Fri 10 Oct, 2008 04:33 pm
In Latin America, Pointing a Finger at the US
"Our financial system is not involved in the [U.S.] subprime" mortgage mess that sparked the catastrophe. "We did our homework and the U.S., who spent 30 years telling us what to do, did not."
Such is today's surreal situation that Washington is getting lectured on capitalism by Lula, the head of Brazil's leftist Workers' Party. All over a region once considered the poster child for economic dysfunction, the refrain is the same: Why can't the gringos run an economy as well as we do? Since the fall of the Berlin Wall, Latin America has been adopting the free-market economic reforms demanded by the U.S. The "Washington Consensus" " more open markets, draconian cuts in public spending, privatization of inefficient industries " has often been blamed for exacerbating the continent's epic inequality. But most Latin American countries now follow market policies. Some, especially Brazil, have used them not only to create prodigious wealth but also to redistribute it: 52% of Brazil's 190 million people now occupy the middle class, up from 42% when Lula was first elected in 2002.

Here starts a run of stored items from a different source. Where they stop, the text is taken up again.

PR #160, opened 2020-03-14
Non-negative CP fixes

aarmey:
Two brief fixes:

1. `unnorml_rec_error` is not defined in the non-negative CP function, and so verbose output caused the function to fail. I just removed it here.
2. QR orthogonalization caused negative values and bad behavior since multiplicative update relies on all values being positive. I've had it take the absolute value, since that's what used at initialization.


JeanKossaifi:
Thanks @aarmey! 

I had used list comprehension as it tends to be marginally faster but it's becoming quite long so probably more readable to have the explicit loop. Merging.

Then came the mother of all Wall Street collapses, fueled by a toxic cocktail of avarice and incompetence once common to the Latin American establishment, and the continent's trust in Washington's free-market model is once again in tatters. The crisis is a shot in the arm for the socialist project of the new Latin left, led by Venezuelan President Hugo Chavez. "Countries like Mexico, Brazil and Chile have done everything expected of them macro-economically, but everyone underestimated the size of this crisis," says Peter Hakim, president of the Inter-American Dialogue in Washington, D.C. "Lula is very right to point the finger of blame at the U.S. If the Venezuelas of the region, which rejected market policies out of hand, come out better at the end of all this than the Brazils do, the credibility of the Washington Consensus will be sadly diminished."